# Your objective:
Repeat the entries below exactly, missing none.
Start of Extracted material
PR #5434, opened 2023-01-19
[full-ci] POC: file firewall

fschade:
## Requirements
We need some kind of authorization layer which makes it possible to:
- define a set of rules to allow or disallow certain actions.
- A service which can be asked by other services (internal // external) if an action is allowed or not.
- Policies should be hot-swappable (no service restart needed) and take place immediately. 
- Policy definitions (functions) must be extendable, we need to be able to define custom functionality.
- We must be able to construct the policy based on some kind of UI and back (AST).

Beside the technical definitions, the tooling should be:
- well documented
- extendable
- embeddable
- lightweight

## Recommendation
I picket OPA (open policy agent) because the used policy language is really well documented and simple to extend (write custom functions). To get a better understanding of how the decision was made, please have a look at the attached mind-map.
End of Extracted material
# Task response:
PR #5434, opened 2023-01-19
[full-ci] POC: file firewall

fschade:
## Requirements
We need some kind of authorization layer which makes it possible to:
- define a set of rules to allow or disallow certain actions.
- A service which can be asked by other services (internal // external) if an action is allowed or not.
- Policies should be hot-swappable (no service restart needed) and take place immediately. 
- Policy definitions (functions) must be extendable, we need to be able to define custom functionality.
- We must be able to construct the policy based on some kind of UI and back (AST).

Beside the technical definitions, the tooling should be:
- well documented
- extendable
- embeddable
- lightweight

## Recommendation
I picket OPA (open policy agent) because the used policy language is really well documented and simple to extend (write custom functions). To get a better understanding of how the decision was made, please have a look at the attached mind-map.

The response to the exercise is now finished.